Issue #222, opened 2016-08-08
JSON output contains items that should not be included


thozza:
When using JSON outputtool, the `builds` section contains items that should not be included, since these are just internal arguments of the builder class. IOW these should not be exposed in the JSON results output.

The `builds` section in output should **NOT** contain items:
- `build_tasks`
- `builder_options`
- `builds_nowait`

The result now looks like this:

``` json
{
    "builds": {
        "new": {
            "build_tasks": null, 
            "builder_options": null, 
            "builds_nowait": false, 
            "logs": [
                "/home/thozza/devel/fedora/unbound/rebase-helper-results/new/SRPM/build.log", 
                "/home/thozza/devel/fedora/unbound/rebase-helper-results/new/RPM/build.log"
            ], 
            "name": "unbound", 
            "rpm": [
                "/home/thozza/devel/fedora/unbound/rebase-helper-results/new/RPM/unbound-munin-1.5.8-1.fc24.noarch.rpm", 
                "/home/thozza/devel/fedora/unbound/rebase-helper-results/new/RPM/unbound-debuginfo-1.5.8-1.fc24.x86_64.rpm", 
                "/home/thozza/devel/fedora/unbound/rebase-helper-results/new/RPM/python3-unbound-1.5.8-1.fc24.x86_64.rpm", 
                "/home/thozza/devel/fedora/unbound/rebase-helper-results/new/RPM/python-unbound-1.5.8-1.fc24.x86_64.rpm", 
                "/home/thozza/devel/fedora/unbound/rebase-helper-results/new/RPM/unbound-libs-1.5.8-1.fc24.x86_64.rpm", 
                "/home/thozza/devel/fedora/unbound/rebase-helper-results/new/RPM/unbound-devel-1.5.8-1.fc24.x86_64.rpm", 
                "/home/thozza/devel/fedora/unbound/rebase-helper-results/new/RPM/unbound-1.5.8-1.fc24.x86_64.rpm"
            ], 
            "srpm": "/home/thozza/devel/fedora/unbound/rebase-helper-results/new/SRPM/unbound-1.5.8-1.fc24.src.rpm", 
            "version": "1.5.8"
```

PR #271, opened 2017-06-07
Improve rebase-helper output information

skisela:
Implement entry point approach for output generators

Implement Text and JSON output tools as plugins.
Generate report.{text, json} into results directory based on --outputtool parameter.

Add colored CLI output.

Modify exception handling in Application:run for better exception message handling.

Modify RebaseHelperError exception constructor.

Resolves: #222, #292


README.md
```diff
@@ -7,7 +7,7 @@ There are several steps that need to be done when rebasing a package. The goal o
 
 ## General workflow
 - *rebase-helper-workspace* and *rebase-helper-results* directories are created
-- original SPEC file is copied to *rebase-helper-results* directory and its Version tag is modified
+- original SPEC file is copied to *rebase-helper-results/rebased_sources* directory and its Version tag is modified
```
nforro: This is probably not the right place to complain about this, but here the inconsistency really stands out. `-` is used in `rebase-helper-results` as a separator while in `rebased_sources` it's `_`.

README.md
```diff
@@ -21,7 +21,9 @@ There are several steps that need to be done when rebasing a package. The goal o
 - new sources are extracted and added as a remote repository
 - `git-rebase` is used to rebase the commits on top of new sources
 - original patches are modified/deleted accordingly
-- changes are reflected in the spec file
+- rebased sources are stored in *rebase-helper-results/rebased_sources*. These files are needed for the new version.
```
nforro: > These files are needed for the new version.

What's this supposed to mean? I'd just drop it.

README.md
```diff
@@ -21,7 +21,9 @@ There are several steps that need to be done when rebasing a package. The goal o
...
+- Patch *changes.patch* containing changes between original and rebased spec file and patches is located in *rebase-helper-results*
```
nforro: I think this sentence deserves some better wording. I'd use `File` instead of `Patch` to avoid redundancy at least. But I think it should be rewritten completely.

rebasehelper/application.py
```diff
@@ -325,8 +323,9 @@ def _check_results_dir(results_dir):
             shutil.rmtree(results_dir)
         os.makedirs(results_dir)
         os.makedirs(os.path.join(results_dir, settings.REBASE_HELPER_LOGS))
-        os.makedirs(os.path.join(results_dir, 'old'))
-        os.makedirs(os.path.join(results_dir, 'new'))
+        os.makedirs(os.path.join(results_dir, 'old_build'))
+        os.makedirs(os.path.join(results_dir, 'new_build'))
```
nforro: Same as above. We should stick to one consistent separator character.

rebasehelper/application.py
```diff
@@ -678,11 +676,29 @@ def get_rebased_patches(self):
             output_patch_string.append('Patches were not touched. All were applied properly')
         return output_patch_string
 
-    def print_summary(self):
-        output = output_tool.OutputTool(self.conf.outputtool)
-        report_file = os.path.join(self.results_dir, self.conf.outputtool + settings.REBASE_HELPER_OUTPUT_SUFFIX)
-        output.print_information(path=report_file)
-        logger.info('\nReport file from rebase-helper is available here: %s', report_file)
+    def print_summary(self, message=None):
```
nforro: Why is the argument called `message` when it's in fact `Exception` object? Wouldn't `exception` or `error` be more suitable?

rebasehelper/application.py
```diff
@@ -678,11 +676,29 @@ def get_rebased_patches(self):
...
+        Save rebase-helper result and print the summary using output_tools_runner
+        :param message: Error message from rebase-helper
+        :return:
+        """
+        log = None
+        # Store rebase helper result message
+        if message:
+            if len(message.args) > 1:
+                result = message.args[0] % message.args[1:]
+                if os.path.exists(message.args[2]):
```
nforro: This is potential out-of-bounds access. How do you know that a third argument is a log file anyway?

rebasehelper/output_tool.py
```diff
@@ -19,216 +19,185 @@
...
-        cls.print_pkgdiff_tool(results.get_checkers())
+        if cls.app.conf.non_colored_cli_output:
+            print(string)
+        else:
+            if color == 'green':
+                print(green(string))
+            elif color == 'yellow':
+                print(yellow(string))
+            elif color == 'red':
+                print(red(string))
```
nforro: You could pass the function directly, instead of its name as a string.

rebasehelper/output_tools/html_output_tool.py
```diff
@@ -0,0 +1,367 @@
...
+import os
+import six
+
+from rebasehelper.utils import ProcessHelper
+from rebasehelper.output_tool import BaseOutputTool
+from rebasehelper.results_store import results_store
+from rebasehelper.logger import logger
+
+from yattag import Doc
+doc, tag, text = Doc().tagtext()
```
nforro: What's the point of global variables?

rebasehelper/output_tools/html_output_tool.py
```diff
@@ -0,0 +1,367 @@
...
+        with tag('h3'):
+            text('%s version logs' % ver)
+
+        for log in logs['logs']:
+            with tag('div', klass='well'):
+                with tag('h4'):
+                    text(log)
+                cls.write_file_content(log)
+
+
```
nforro: What's up with all these extra newlines?

rebasehelper/tests/test_output_tool.py
```diff
@@ -131,21 +137,24 @@ def get_expected_json_output():
...
+                "success": "Success"
             }
         }
         return expected_output
 
     def test_text_output_tool(self, results_file_path, results_store):
-        output = OutputTool('text')
-        output.print_information(results_file_path, results_store)
+        assert TextOutputTool.get_name() in output_tools_runner.output_tools
+        TextOutputTool.print_summary(results_file_path, results_store)
```
nforro: OK, the test will fail if there is an exception, but that's not the point of unit tests, this kind of thing should go to functional tests.

rebasehelper/tests/test_output_tool.py
```diff
@@ -131,21 +137,24 @@ def get_expected_json_output():
...
 
         with open(results_file_path) as f:
             lines = [y.strip() for y in f.readlines()]
             assert lines == self.get_expected_text_output().split('\n')
 
     def test_json_output_tool(self, results_file_path, results_store):
-        output = OutputTool('json')
-        output.print_information(results_file_path, results_store)
+        assert JSONOutputTool.get_name() in output_tools_runner.output_tools
+        JSONOutputTool.print_summary(results_file_path, results_store)
```
nforro: Same as above.

rebasehelper/cli.py
```diff
@@ -172,6 +172,13 @@ def build_parser():
             help="disable inapplicable patches in rebased SPEC file"
         )
         parser.add_argument(
+            "--non-colored-cli-output",
```
nforro: I don't like this very much. What about simple `--nocolors`?

CHANGELOG.md
```diff
@@ -2,11 +2,14 @@
 
 ## [Unreleased]
 ### Added
+- Implemented anytia and pypi versioneers (for looking up the current upstream package version)
+- Added possibility to download latest build from Koji instead of building it
+- Added functional tests run from cron jobs on travis CI
```
nforro: I don't think this kind of thing belongs to changelog.

rebasehelper/cli.py
```diff
@@ -200,6 +200,13 @@ def build_parser():
             help=argparse.SUPPRESS
         )
         parser.add_argument(
+            "--pure-html-output",
+            dest="pure_html_output",
+            action="store_true",
+            default=False,
+            help="generate pure html when using html output tool"
```
nforro: I don't think anybody minds CSS, and if so, one can easily disable (or replace) it oneself. My concern was about javascript, and the usability of the report with it being disabled.

rebasehelper/application.py
skisela: You're right. That's just a naive expectation.

I am thinking of modifying RebaseHelperError exception to accept log filepath as an optional argument. What do you think?

rebasehelper/output_tool.py
skisela: Thanks for the idea!

rebasehelper/cli.py
skisela: In that case, this option can be removed totally, as no javascript is being generated nor used.

CHANGELOG.md
skisela: Well, I consider those changes as quite beneficial and I think they deserve to be mentioned. Or is it enough to mention them in the documentation only?

README.md
skisela: You are right. I will stick to the `-` separator with directory names.

rebasehelper/application.py
nforro: Yes, that definitely sounds better.

CHANGELOG.md
nforro: I agree that these changes are beneficial, but from user's point of view nothing actually changed.
And I always thought changelog is meant to be for users.
But I suppose keeping it won't do any harm and users can just ignore it ;-)

rebasehelper/cli.py
nforro: Sure.

rebasehelper/exceptions.py
```diff
@@ -26,7 +26,17 @@ class RebaseHelperError(Exception):
...
     catching some expected and well known exception/error.
     """
-    pass
+    def __init__(self, msg, logfile=None):
+        """
+        Store rebase error into variables
+        :param msg: Rebase Helper error
+        :param logfile: Path to a logfile containing origin of the problem
+        """
+        if len(msg[0]) > 1:
```
nforro: `msg` can be `None` or `len(msg)` can be 0. I think this method should rather look like this:

```python
def __init__(self, *args, **kwargs):
    if not args:
        self.msg = None
    elif len(args) > 1:
        self.msg = args[0] % args[1:]
    else:
        self.msg = args[0]
    self.logfile = kwargs.get('logfile')
```

rebasehelper/application.py
```diff
@@ -768,43 +790,38 @@ def run(self):
                     build = self.build_packages()
                     if self.conf.builds_nowait and not self.conf.build_tasks:
                         return
-                except RuntimeError:
-                    logger.error('Unknown error caused by build log analysis')
-                    # TODO: exception should be raised instead of returning a value - it is never checked!
```
nforro: The comment was there for a reason - return value of `Application.run` is just ignored, so it would be good to do something about it. Either handle the return value in `ClieHelper.run`, on reraise the exception.

rebasehelper/output_tools/html_output_tool.py
```diff
@@ -0,0 +1,369 @@
...
+    @classmethod
+    def print_report_file_path(cls):
+        """Print path to the report file into the CLI"""
+        cls.colored_output('yellow', '%s report' % cls.NAME)
+        print('%s' % os.path.join(cls.html_path, 'report.' + cls.NAME))
+
+    @classmethod
+    def page_setup(cls):
+        """Generates html menu and loads css styles"""
+        global doc, tag, text
```
nforro: Again, why global? If you need the variables in other methods why don't you make them class variables?

rebasehelper/output_tools/html_output_tool.py
```diff
@@ -0,0 +1,369 @@
...
+            try:
+                with tag('div', klass='well'):
+                    text(results['fail'])
+
+                if log:
+                    with tag('h2'):
+                        text('Last 20 lines of %s' % log)
+
+                # Get log containing important message
+                ProcessHelper.run_subprocess(['tail', log, '-n20'], output='error.log')
```
nforro: This could be easily replaced with python implementation.

rebasehelper/output_tools/html_output_tool.py
```diff
@@ -0,0 +1,369 @@
...
+
+                with open('error.log', 'r') as f:
+                    with tag('div', klass='well'):
+
+                        for l in f.readlines():
+                            doc.asis('%s<br>' % l)
```
nforro: I can imagine there are better ways how to present part of a log file in HTML, how about using `<pre>` tag?

rebasehelper/output_tools/html_output_tool.py
```diff
@@ -0,0 +1,369 @@
...
+        Print content of a file to HTML
+
+        :param filename: name of a file that will be printed to HTML
+        """
+        logger.debug("Writing content of %s" % filename)
+        try:
+            with open(filename, 'r') as f:
+                for line in f.readlines():
+                    doc.asis(line + '<br>')
+        except:
```
nforro: You should always catch specific exceptions, here it would be probably `IOError`.

rebasehelper/output_tools/html_output_tool.py
```diff
@@ -0,0 +1,369 @@
...
+
+        :param dir_path: path of a directory to be searched
+        :return: dictionary containing the directory tree
+        """
+        dir_content = os.listdir(dir_path)
+
+        for item in dir_content:
+            path = os.path.join(dir_path, item)
+
+            if os.path.isdir(path) and 'git' not in item:
```
nforro: This should be `.git`, not `git`.

rebasehelper/output_tool.py
```diff
@@ -19,216 +19,177 @@
...
+        :param app: Application instance
         """
-        raise NotImplementedError()
+        cls.app = app
+        cls.print_patches_cli()
 
+        cls.colored_output(yellow, '\nAvailable logs:')
+        print('{0}:\n{1}'.format('Debug log', app.debug_log_file))
+        if results_store.get_old_build() is not None:
+            print('{0}:\n{1}'.format('Old build logs and (S)RPMs', os.path.join(app.results_dir, 'old_build')))
```
nforro: This should be `old-build` now.

rebasehelper/output_tool.py
```diff
@@ -19,216 +19,177 @@
...
+        if results_store.get_new_build() is not None:
+            print('{0}:\n{1}'.format('New build logs and (S)RPMs', os.path.join(app.results_dir, 'new_build')))
```
nforro: Same as above, this should be `new-build` now.

nforro:
BTW, the first line of commit message should be heading, summary of all changes in the commit, not the first item of a list of changes.

rebasehelper/cli.py
```diff
@@ -151,6 +152,13 @@ def build_parser():
             help="continue previously interrupted rebase"
         )
         parser.add_argument(
+            "--colors",
```
nforro: This should be rather `color`, to stay consistent with other tools using argument like this.

rebasehelper/cli.py
```diff
@@ -240,6 +248,17 @@ def __getattr__(self, name):
 class CliHelper(object):
 
     @staticmethod
+    def set_colors(app):
+        """Set app.conf.colors variable"""
+        if not os.isatty(1) or os.environ.get('TERM') == 'dumb'\
```
nforro: How about using `sys.stdout.fileno()` instead of `1`? It doesn't always need to be like that.

rebasehelper/cli.py
```diff
@@ -240,6 +248,17 @@ def __getattr__(self, name):
...
+           or (sys.platform.startswith('java')):
```
nforro: This is definitely wrong.

rebasehelper/cli.py
```diff
@@ -240,6 +248,17 @@ def __getattr__(self, name):
 class CliHelper(object):
 
     @staticmethod
+    def set_colors(app):
```
nforro: I'd call this method differently, something like `colorize_output` or `should_use_colors`.

rebasehelper/cli.py
```diff
@@ -240,6 +248,17 @@ def __getattr__(self, name):
...
+        """Set app.conf.colors variable"""
```
nforro: The docstring says something different than the method actually does.

rebasehelper/cli.py
nforro: I think it would be more logical to first check value of `app.conf.colors`, and only if it's `auto`, then continue with checking other things. I also think it'd be nice to honor `PY_COLORS` environment variable.

rebasehelper/cli.py
```diff
@@ -249,10 +268,11 @@ def run():
                 raise RebaseHelperError('Wrong format of --builder-options. It must be in the following form:'
                                         ' --builder-options="--desired-builder-option".')
             cli = CLI()
-            execution_dir, results_dir, debug_log_file, report_log_file = Application.setup(cli)
+            execution_dir, results_dir, debug_log_file = Application.setup(cli)
             if not cli.verbose:
                 handler.setLevel(logging.INFO)
-            app = Application(cli, execution_dir, results_dir, debug_log_file, report_log_file)
+            app = Application(cli, execution_dir, results_dir, debug_log_file)
+            app.conf.colors = CliHelper.set_colors(app)
```
nforro: You definitely shouldn't redefine the attribute. You should use the method in some `print` or rather `sys.stdout.write` wrapper.

rebasehelper/output_tool.py
```diff
@@ -19,216 +19,177 @@
...
 
     DEFAULT = False
+    NAME = 'name'
 
     @classmethod
-    def match(cls, cmd=None, *args, **kwargs):
-        """Checks if tool name matches the desired one."""
-        raise NotImplementedError()
+    def get_report_path(cls, app):
+        return os.path.join(app.results_dir, 'report.' + cls.NAME)
```
nforro: I don't like this very much. For example `text` output tool should definitely be named `text`, but the generated file I think should rather have standard `.txt` extension.

rebasehelper/output_tools/text_output_tool.py
```diff
@@ -0,0 +1,154 @@
...
+            logger_report.info(results['success'])
+        else:
+            logger_report.info(results['fail'])
+
+    @classmethod
+    def print_changes_patch(cls):
+        """Print info about the location of changes.patch"""
+        patch = cls.results_store.get_changes_patch()
+        if patch is not None:
+            logger_report.info('\nPatch containing changes between old and new version patches:')
```
nforro: This seems a bit weird, how about `Patch with differences between old and new version source files`?

rebasehelper/output_tool.py
```diff
@@ -19,216 +19,177 @@
...
+            print('{0}:\n{1}'.format('New build logs and (S)RPMs', os.path.join(app.results_dir, 'new-build')))
+        print()
 
-@register_output_tool
-class TextOutputTool(BaseOutputTool):
+        cls.colored_output(yellow, '%s:' % 'Rebased sources')
+        print("%s" % app.rebased_sources_dir)
 
-    """ Text output tool. """
+        cls.colored_output(yellow, '%s:' % 'Patch containing changes')
```
nforro: Like in the report file, wouldn't something like `Patch with differences` sound a bit better? Or maybe just `Generated patch`.

rebasehelper/application.py
```diff
@@ -584,16 +585,16 @@ def build_packages(self):
...
                             raise RebaseHelperError("Build failed, but no issues were found in the build log %s",
-                                                    build_log)
+                                                    build_log, logfile=build_log)
                     self.rebase_spec_file.modify_spec_files_section(files)
 
                 if not self.conf.non_interactive:
-                        msg = 'Do you want rebase-helper to try build the packages one more time'
-                        if not ConsoleHelper.get_message(msg):
-                            raise KeyboardInterrupt
+                    msg = 'Do you want rebase-helper to try build the packages one more time'
```
nforro: There should be `to try to build` in this sentence, right?

rebasehelper/exceptions.py
```diff
@@ -26,7 +26,21 @@ class RebaseHelperError(Exception):
...
     catching some expected and well known exception/error.
     """
-    pass
+
+    def __init__(self, *args, **kwargs):
+        """
+        Init method for RebaseHelperError exception
+
+        :param args: error message
+        :param kwargs: more optional arguments
```
nforro: The docstring is not very accurate. `Init method for RebaseHelperError exception` - `Constructor of RebaseHelperError` sounds better to me. I wouldn't describe `args` and `kwargs` at all perhaps, or if so, I'd use `error message plus optional formatting arguments` for `args`, and `keyword arguments` for `kwargs`, with added description of `logfile`.

rebasehelper/application.py
```diff
@@ -621,7 +622,7 @@ def run_package_checkers(self, results_dir):
 
         for checker_name in self.conf.pkgcomparetool:
             try:
-                results[checker_name] = checkers_runner.run_checker(results_dir, checker_name)
+                results[checker_name] = checkers_runner.run_checker(os.path.join(results_dir, 'checkers'), checker_name)
```
nforro: This line is a bit too long. It fits into the 120 character limit, but it doesn't fit github diff visualizer. Perhaps we should make the limit a bit more strict, say 100 or 110 characters.

rebasehelper/application.py
```diff
@@ -739,8 +755,8 @@ def run(self):
                 options_used.append('--builds-nowait')
             if options_used:
                 raise RebaseHelperError("%s can be used only with the following build tools: %s",
-                                        ' and '.join(options_used),
-                                        ', '.join(tools_creating_tasks)
+                                         ' and '.join(options_used),
+                                         ', '.join(tools_creating_tasks)
```
nforro: Why the extra spaces?

nforro: Also it would be nice to make this consistent, use either just `"` or `'`.

rebasehelper/exceptions.py
```diff
@@ -26,7 +26,21 @@ class RebaseHelperError(Exception):
...
+        """
+        if not args:
+            self.msg = None
+        elif len(args) > 1:
+            self.msg = args[0] % args[1:]
+        else:
+            self.msg = args[0]
+        self.logfile = kwargs.get('logfile')
```
nforro: Also, since there is now `RebaseHelperError.msg` attribute, you could use it in [`CliHelper`](https://github.com/rebase-helper/rebase-helper/blob/master/rebasehelper/cli.py#L259-L263).

rebasehelper/cli.py
```diff
@@ -151,6 +152,13 @@ def build_parser():
             help="continue previously interrupted rebase"
         )
         parser.add_argument(
+            "--color",
+            default='auto',
+            dest='color',
+            choices=['always', 'never', 'auto'],
+            help="use colors for CLI report"
```
nforro: I'd use `colorize the output, defaults to %(default)s`.
Later we can add support for colorizing also other messages, not just the "CLI report".

rebasehelper/output_tool.py
```diff
@@ -19,216 +19,200 @@
...
+    def should_use_colors(cls):
+        """Determine whether ansi colors should be used for CLI output"""
+        if os.environ.get('PY_COLORS') == '1':
+            return True
+        if os.environ.get('PY_COLORS') == '0':
+            return False
+        if cls.app.conf.color == 'auto':
+            if (not os.isatty(sys.stdout.fileno()) or
+                    os.environ.get('TERM') == 'dumb' or
+                    sys.platform.startswith('java')):
```
nforro: This is not supposed to be here. In the original check this is used in conjunction with NT platform, which we don't support anyway.

rebasehelper/output_tool.py
```diff
@@ -19,216 +19,200 @@
...
+
+        if patch_type in patches:
+            print('\n%s patches:' % patch_type)
+            for patch in patches[patch_type]:
+                cls.colored_output(color, patch)
+
 
     @classmethod
-    def print_summary(cls, path, results=results_store):
+    def colored_output(cls, color, string):
```
nforro: I'd rather see some generic helper function or method for printing colored or non-colored output. That way it could be used in more places than just in `TextOutputTool`.

rebasehelper/utils.py
```diff
@@ -95,6 +97,36 @@ class ConsoleHelper(object):
 
     """Class for command line interaction with the user."""
 
+    use_colors = False
+
+    @classmethod
+    def should_use_colors(cls, app):
```
nforro: You are setting `cls.use_colors` attribute where previously there were **return** statements. This means after you set the attribute the execution continues, which can have undesired effects. I think for simplicity and code readability best would be to revert to returning a value and assigning it to `ConsoleHelper.use_colors` outside of the method.

rebasehelper/utils.py
```diff
@@ -95,6 +97,36 @@ class ConsoleHelper(object):
...
+        if app.conf.color == 'auto':
+            if (not os.isatty(sys.stdout.fileno()) or
+                    os.environ.get('TERM') == 'dumb'):
+                cls.use_colors = False
+        elif app.conf.color == 'never':
+            cls.use_colors = False
+        cls.use_colors = True
+
+    @classmethod
+    def colored_output(cls, color, string):
```
nforro: I'd call this method differently, maybe just `print`, set `color` as a keyword argument, by default unset, and probably used string type to avoid importing color functions in other modules. You can use this approach for instance:
```python
import colors

if color and hasattr(colors, color):
    print(getattr(colors, color)(string))
else:
    print(string)
```

rebasehelper/cli.py
```diff
@@ -249,10 +257,11 @@ def run():
                 raise RebaseHelperError('Wrong format of --builder-options. It must be in the following form:'
                                         ' --builder-options="--desired-builder-option".')
             cli = CLI()
-            execution_dir, results_dir, debug_log_file, report_log_file = Application.setup(cli)
+            execution_dir, results_dir, debug_log_file = Application.setup(cli)
             if not cli.verbose:
                 handler.setLevel(logging.INFO)
-            app = Application(cli, execution_dir, results_dir, debug_log_file, report_log_file)
+            app = Application(cli, execution_dir, results_dir, debug_log_file)
+            ConsoleHelper.should_use_colors(app)
```
nforro: I think this should be called sooner, perhaps even in `CLI` constructor. We might want to print some colorized messages in `Application.setup` or so.

rebasehelper/utils.py
nforro: Also, I don't like `string`, `message` sounds better to me.

nforro: And one more thing, this should of course be in a separate commit ;-)

rebasehelper/output_tool.py
```diff
@@ -19,216 +19,166 @@
...
-        This will be used by checkers
+        Print report of the rebase
+
+        :param app: Application instance
         """
-        raise NotImplementedError()
+        cls.app = app
+        cls.print_patches_cli()
 
+        ConsoleHelper.cprint('\nAvailable logs:', 'yellow')
```
nforro: I'd prefer `ConsoleHelper.cprint('\nAvailable logs:', color='yellow')`. What do you think?

rebasehelper/output_tool.py
```diff
@@ -19,216 +19,166 @@
...
+            elif results_store.get_patches()['success']:
+                ConsoleHelper.cprint("\nPatching failed", color='red')
 
     @classmethod
-    def print_message_and_separator(cls, message="", separator='='):
-        logger_report.info(message)
-        logger_report.info(separator * len(message))
+    def print_report_file_path(cls):
+        """Print path to the report file"""
+        ConsoleHelper.cprint('%s report' % cls.NAME, color='yellow')
```
nforro: This doesn't look good, there is no `:` at the end.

Action item: Using the records, find the number of lines in which the string "containing" occurs. Reply with that number alone.

Answer to the problem: 6